Why? Jesus told us why in today’s gospel: “I give you a new commandment: love one another. As I have loved you, so you also should love one another.” Our world thinks of love as a feeling yet in his extremely popular book, Peck wrote that love is not a feeling but an act of the will, a choice, a decision, action. Anyone who has truly loved has suffered. Dorothy Day frequently quoted the great Russian novelist Dostoevsky that “love in action is a harsh and dreadful thing compared to love in dreams.” In his encyclical “God is Love,” Pope Benedict XVI wrote that in a world in which the word “love” is used in all sorts of contradictory ways, a definition for true love must begin by “contemplating the pierced side of Christ.” This is, in his words, “love in its most radical form.” This is the love that Jesus commands.

But Jesus does not command like a task-master. He gives what He commands—the power to love as He loved—by giving us His Body and Blood in the Eucharist. United to Jesus we are able to give all and to receive all—the new heaven and the new earth where every tear will be wiped away and death will be no more.


3 May 2010
Feast of the Apostles Philip and James

In the first reading St. Paul writes that through the Gospel he preached, the Corinthians “are also being saved.” Wait a minute! “Being saved?” Didn’t Christ die for our sins and rise on the third day? Aren’t we “saved?” There are some who so emphasize the work of salvation that Jesus accomplished that they in essence deny the human freedom to reject the salvation won for us. They claim, “once saved, always saved.” In other words, once you have accepted Jesus Christ as your personal Lord and Savior, that’s it. You’re assured of your salvation.

It isn’t that simple. Yes, Jesus died and rose for our salvation. In this way He indeed won our salvation. But we, in our life on earth, are in the process of accepting or rejecting the salvation He won for us. We are “being saved” when we cooperate with God’s grace. And this cooperation isn’t a one time, irrevocable decision.

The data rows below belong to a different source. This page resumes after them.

PR #635, opened 2023-12-13
wallet-adapter-mobile siws support

Funkatronics:


Funkatronics:
Note: testing this PR relies building fakewallet from #636

js/packages/mobile-wallet-adapter-protocol/src/createMobileWalletProxy.ts
```diff
@@ -31,8 +31,8 @@ export default function createMobileWalletProxy<
                     const { method, params } = handleMobileWalletRequest(p, inputParams, protocolVersion);
                     const result = await protocolRequestHandler(method, params) as Awaited<ReturnType<MobileWallet[TMethodName]>>;
                     // if the request tried to sign in but the wallet did not return a sign in result, fallback on message signing
-                    if (method === 'authorize' && params?.hasOwnProperty('sign_in_payload') && !result.hasOwnProperty('sign_in_result')) {
-                        (result as any)['sign_in_result'] = signInFallback(
+                    if (method === 'authorize' && (params as any).sign_in_payload && !(result as any).sign_in_result) {
```
Michaelsulistio, line 34: why not `params?.sign_in_payload` and `result?.sign_in_result`?

js/packages/wallet-adapter-mobile/src/adapter.ts
```diff
@@ -233,6 +221,33 @@ export class SolanaMobileWalletAdapter extends BaseMessageSignerWalletAdapter {
...
+    async performAuthorization(signInPayload?: SignInPayload): Promise<AuthorizationResult> {
+        try {
+            const cachedAuthorizationResult = await this._authorizationResultCache.get();
+            if (cachedAuthorizationResult) {
+                // TODO: Evaluate whether there's any threat to not `awaiting` this expression
+                this.handleAuthorizationResult(cachedAuthorizationResult);
+                return cachedAuthorizationResult;
+            }
+            return await this.transact(async (wallet) => {
+                const authorizationResult = await wallet.authorize({
```
Michaelsulistio, line 233: What happens if a SIWS request occurs but the mobile wallet doesn't support SIWS? 

Would the `wallet.authorize` call throw an error (good) or simply ignore the signInPayload and use normal `authorize`?

js/packages/mobile-wallet-adapter-protocol/src/createMobileWalletProxy.ts
```diff
@@ -89,13 +89,6 @@ function handleMobileWalletRequest<TMethodName extends keyof MobileWallet>(
                     case 'mainnet-beta': { chain = 'solana:mainnet'; break; }
                 }
                 (params as Parameters<MobileWallet['authorize']>[0]).chain = chain;
-
-                if (signInPayload) {
```
Michaelsulistio, line 93: Checking understanding:

This is now removed because `params` will now just contain a `SignInPayload` type that doesn't need any conversion.

Michaelsulistio (approved):

js/packages/mobile-wallet-adapter-protocol/src/createMobileWalletProxy.ts
Funkatronics: because the type of param is generic (boxed to ReurnType<MobileWallet>), so you cannot do this.

PR #636, opened 2023-12-13
Align SIWS implementation with Phantom spec

Funkatronics:
Aligns the native java SIWS implementation with the Phantom SIWS spec: https://github.com/phantom/sign-in-with-solana


Michaelsulistio (approved):
LG!

PR #647, opened 2023-12-20
Clientlib Ktx SIWS

Funkatronics:
Adds support for SIWS to the ktx lib, and exposes the functionality in the ktx sample app.


examples/example-clientlib-ktx-app/app/src/main/java/com/solanamobile/ktxclientsample/viewmodel/SampleViewModel.kt
```diff
@@ -62,116 +69,114 @@ class SampleViewModel @Inject constructor(
...
-                }
-                is TransactionResult.NoWalletFound -> {
-                    _state.value.copy(
-                        walletFound = false
-                    ).updateViewState()
+    fun signIn(sender: ActivityResultSender) {
+        viewModelScope.launch {
+            connect(sender) {}
+            // Note: should check the signature here of the signInResult to verify it matches the
+            // account and expected signed message. This is left as an exercise for the reader.
```
Michaelsulistio, line 114: 😂

If trivial we should eventually have a snippet of this. Although true SIWS verification should happen on the server side anyways.

Michaelsulistio (approved):

PR #687, opened 2024-01-25
fix legacy auth call

Funkatronics:


Funkatronics:
@ankur2136 this will fix your problem

ankur2136 (approved):

PR #749, opened 2024-03-13
SPIKE: Wallet Automated Testing

Funkatronics:
Experimental testing script to test fakedapp against Phantom 

setup:
- setup a phone or emulator to run tests from Android Studio
- manually install Phantom apk on device
- ensure phantom is setup with a wallet
- ensure phantom is set to test/dev mode with the solana testnet cluster selected

to run:
run the tests in the `MainActivityTestsPhantom` file in fakedapps test package

TODOs:
- ~~need to investigate why Phantom is returning invalid signatures with this script~~
- ~~investigate mainnet/testnet discrepancy mention above~~
- rethink the approach here. Should we be using fakedapp? it might be better to simulate/mock the client side like we do in the fakewallet tests

### DIFF
--- a/.github/workflows/android.yml
+++ b/.github/workflows/android.yml
@@ -147,8 +147,8 @@ jobs:
         run: |
           cd android
           adb shell am broadcast -a android.intent.action.CLOSE_SYSTEM_DIALOGS
-          ./gradlew :fakewallet:connectedV1DebugAndroidTest
-          ./gradlew :fakewallet:installV1Debug :fakedapp:connectedDebugAndroidTest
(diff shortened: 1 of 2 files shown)


Funkatronics:
NOTE: CI should fail if it tries to run these tests. they currently fail due to an invalid signature returned from Phantom (using latest version from dapp store)

Funkatronics:
tests here should start working once #752 is merged

Funkatronics:
tests are passing locally with Phantom setup on an emulator. CI needs to be adjusted to only run the fakewallet tests and ignore these phantoms tests for now.

Funkatronics:
not planned, closing

PR #750, opened 2024-03-14
Fix: fakedapp legacy cluster param

Funkatronics:
the kt and react/web libraries handle backwards compatibility automatically, while the core java SDK does not (significant refactor was needed to make the java client session aware so we opted to handle it in the wrapper libs that most use). This PR fixes an issue with fakedapp not handling the backwards compat with legacy wallets (`chain` vs `cluster` param).

### DIFF
--- a/android/fakedapp/src/main/java/com/solana/mobilewalletadapter/fakedapp/MainViewModel.kt
+++ b/android/fakedapp/src/main/java/com/solana/mobilewalletadapter/fakedapp/MainViewModel.kt
@@ -460,17 +460,7 @@ class MainViewModel(application: Application) : AndroidViewModel(application) {
         signInPayload: SignInWithSolana.Payload? = null
     ): MobileWalletAdapterClient.AuthorizationResult {
         val result = try {
-            if (uiState.value.sessionProtocolVersion == ProtocolVersion.V1) {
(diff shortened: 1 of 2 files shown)


android/fakedapp/src/main/java/com/solana/mobilewalletadapter/fakedapp/MainViewModel.kt
```diff
@@ -456,11 +456,21 @@ class MainViewModel(application: Application) : AndroidViewModel(application) {
     private suspend fun doAuthorize(
         client: MobileWalletAdapterUseCase.Client,
         identity: MobileWalletAdapterUseCase.DappIdentity,
-        cluster: String?,
+        chain: String?,
         signInPayload: SignInWithSolana.Payload? = null
     ): MobileWalletAdapterClient.AuthorizationResult {
         val result = try {
-            client.authorize(identity, cluster, signInPayload)
+            if (uiState.value.sessionProtocolVersion == ProtocolVersion.V1) {
```
Funkatronics, line 463: clientlib-kt and the js libs handle this internally, but fakedapp needs to do it manually.

Michaelsulistio (approved):

PR #782, opened 2024-04-10
DRAFT: Account Profiles Specification

Funkatronics:


spec/spec.md
```diff
@@ -416,6 +427,7 @@ where:
             "display_address_format": "<display_address_format>",
             “label”: “<label>”, 
             "icon": "<icon>",
+            "profile": "<account_profile_id>",
```
Funkatronics, line 430: caveat here: adding this parameter to the account struct deviates from the wallet-standard [Wallet Account API](). To support this on the web we will need to map this profile id into the `features` parameter. 

Alternatively, we could do the opposite. We could drop this new parameter in the spec, and instead use the existing `features` parameter. In the mobile SDKs, we could abstract this into an explicit `profile` parameter.

Funkatronics: @sdlaver

sdlaver: I'd put it into the `features` parameter.

spec/spec.md
```diff
@@ -126,6 +126,17 @@ These features are mandatory and must be implemented by wallet endpoints. Dapp e
...
+#### Account Profiles
+
+Account profiles are identifiers that are used to decribe an authorized account's capabilities. These are defined as feature identifiers for compatibiblity with the wallet-standard account features API.
+
+- `solana:readOnly`
+   - A read-only account. These accounts should not be used as writeable accounts in transaction. These acounts may contain assets, but dapp endpoints should only expect to read from these accounts and prove ownership via a message sign. If a dapp requests a transaction signature from a readonly account, the wallet should reject the transaction. Read-only accounts are limited to the following features: [`solana:signMessages`](#sign_messages), `solana:signInWithSolana`.
+- `solana:readWrite`
+   - An account that can be used as a writeable acount in transactions. Read-write accounts support, at a minimum, the following features: [`solana:signMessages`](#sign_messages), [`solana:signAndSendTransaction`](#sign_and_send_transactions).
+- `solana:payer`
+   - An account that will be used to pay for transactions. Payer accounts support, at a minimum, the following features: [`solana:signAndSendTransaction`](#sign_and_send_transactions).
```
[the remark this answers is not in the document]
Funkatronics: The latter.

spec/spec.md
```diff
@@ -139,6 +139,19 @@ These features are deprecated, but can be supported by wallet endpoints to maint
 
 - [`solana:signTransactions`](#sign_transactions)
 
+## Account Profiles
```
Funkatronics, line 142: With this approach, I think it makes more sense to call these "Account Labels"

spec/spec.md
```diff
@@ -139,6 +139,19 @@ These features are deprecated, but can be supported by wallet endpoints to maint
...
+
+Account profiles are labels that are used to decribe an authorized account's capabilities and intended use. Each authorized account that is returned in [`authorize`](#authorize) request response can include a list of these profiles. The dapp endpoint can use these labels in combination with the account's list of [`features`](#feature-identifiers) to determine how each acount should be used. 
+
+- `primary`
+  - The users primary account. This account will be used for sign in, and is expected to have the users primary assets. 
+- `feePayer`
+  - Fee payer accounts, when present, should be used to pay for transaction fees. This profile is incompatible with the `immutable` profile, a fee payer account cannot be `immutable`. 
+- `mutable`
```
sdlaver, line 150: Do we need both `mutable` and `immutable`, or does the absence of one imply the other?

spec/spec.md
```diff
@@ -139,6 +139,19 @@ These features are deprecated, but can be supported by wallet endpoints to maint
 
 - [`solana:signTransactions`](#sign_transactions)
 
+## Account Profiles
+
+Account profiles are labels that are used to decribe an authorized account's capabilities and intended use. Each authorized account that is returned in [`authorize`](#authorize) request response can include a list of these profiles. The dapp endpoint can use these labels in combination with the account's list of [`features`](#feature-identifiers) to determine how each acount should be used. 
+
+- `primary`
```
sdlaver, line 146: Does `primary` imply mutability, or would you always expect this to be accompanied by a mutability label?

spec/spec.md
sdlaver: I think account labels makes sense, adding context of when an account should be used. One potential one I see missing from this list is `identity` - an account that contains a users preferred identity credentials.

spec/spec.md
Funkatronics: My thought is, primary will not imply mutability.

spec/spec.md
Funkatronics: I could go either way, I am not certain what is best. both have drawbacks I think

A) With both `mutable` and `immutable`, its more explicit. tho it also adds the incompatibilities (`mutable` and `feepayer` cannot also be `immutable`)

B) With only `mutable`, the absence would imply immutability. `feePayer` would imply `mutable` as well which makes sense. `primary` would not imply mutable, it would need to be specified. 

C) With only `immutable`, the absence would imply mutability. `feePayer` would be incompatible with `immutable` as it would not make sense to have an immutable fee payer. 

I am leaning towards option B here, only having `mutable`. `primary` (and `identity`) accounts imply immutability if not specified. `feePayer` and `mutable` would be allowed but redundant.

spec/spec.md
```diff
@@ -139,6 +139,21 @@ These features are deprecated, but can be supported by wallet endpoints to maint
 
 - [`solana:signTransactions`](#sign_transactions)
 
+## Account Labels
+
+Account labels are used to decribe an authorized account's capabilities and intended use. Each authorized account that is returned in [`authorize`](#authorize) request response can include a list of these labels. The dapp endpoint can use these labels in combination with the account's list of [`features`](#feature-identifiers) to determine how each acount should be used.
```
sdlaver, line 144: I'd add some commentary here that wallets are encouraged to add labels, and that, when any labels are present, the wallet must fully label all returned accounts.

spec/spec.md
sdlaver: I can think of one benefit for option C - if a wallet labels nothing. The default (and backward-compatible) behavior for an unlabeled account would be mutable.

spec/spec.md
```diff
@@ -442,6 +458,7 @@ where:
   - `features`: (optional) a list of [feature identifiers](#feature-identifiers) that represent the features that are supported by this account. These features must be a subset of the features returned by [`get_capabilities`](#get_capabilities). If this parameter is not present the account has access to all available features (both mandatory and optional) supported by the wallet.  
   - `label`: (optional) a human-readable string that describes the account. Wallet endpoints that allow their users to label their accounts may choose to return those labels here to enhance the user experience at the dapp endpoint.
   - `icon`: (optional) a data URI containing a base64-encoded SVG, WebP, PNG, or GIF image of an icon for the account. This may be displayed by the app.
+  - `labels`: a list of [account labels](#account-labels) for this account.
```
sdlaver, line 461: Is this mandatory or optional?

Funkatronics: should be optional, for backwards compatibility. will update

spec/spec.md
Funkatronics: yeah thats a good point. gonna mull on this a bit more.

PR #840, opened 2024-05-22
Bump rexml version (security alert #71)

Funkatronics:


Funkatronics:
built app and tested locally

As Paul writes in another letter, “work out your salvation with fear and trembling” (Philippians 2: 12).

We see in the Gospel another line that, when taken out of context, can lead to a simplistic view of faith: “If you ask anything of me in my name, I will do it.” The name of Jesus is not a magic word that gives the one who asks whatever he or she wants. To ask “in the name of Jesus” means to ask as He asked. It means asking, as Jesus did in Gethsemane, but always adding “yet not my will but Yours be done, Father.” Asking in this way may involve some “fear and trembling”, but in the end it will mean cooperating with the grace Jesus won for us on the cross, and following Him into eternal life.


4 May 2010
Tuesday of the Fifth Week of Easter

In today’s Gospel Jesus makes a great promise: “Peace I leave with you; my peace I give to you.” But then He qualifies His gift: “Not as the world gives do I give it to you.” In other words, the peace of the world—no problems, a carefree existence, and the absence of suffering, or, the stand-off peace of mutually-assured destruction—is not the peace that Jesus leaves. His peace is deeper. It’s like the calm of the depths of the ocean though storms rage on the surface.

St. Paul knew that peace. He faced so much opposition and so many “hardships” that he was even stoned and left for dead, as we read in the first reading from Acts. Though he was only stoned once, he was given 39 lashes five different times, was beaten with rods three times, and was shipwrecked three times. His only anxiety was not for himself but for the churches he had founded (see 2 Corinthians 12: 23-28).

How can peace and such suffering co-exist? Jesus warned us that “the ruler of the world is coming.” C.S. Lewis wrote that we are living in “enemy-occupied territory.” St. Ignatius said that we are each faced with a choice to stand under the flag or standard of Satan or under the standard of Jesus whose “appearance [is] beautiful and attractive.” Under His standard we can be at peace, we can have untroubled and fearless hearts. Why? Because with His death and resurrection the outcome of the war has already been determined. The victory over sin and death has been achieved. We need only embrace it ourselves.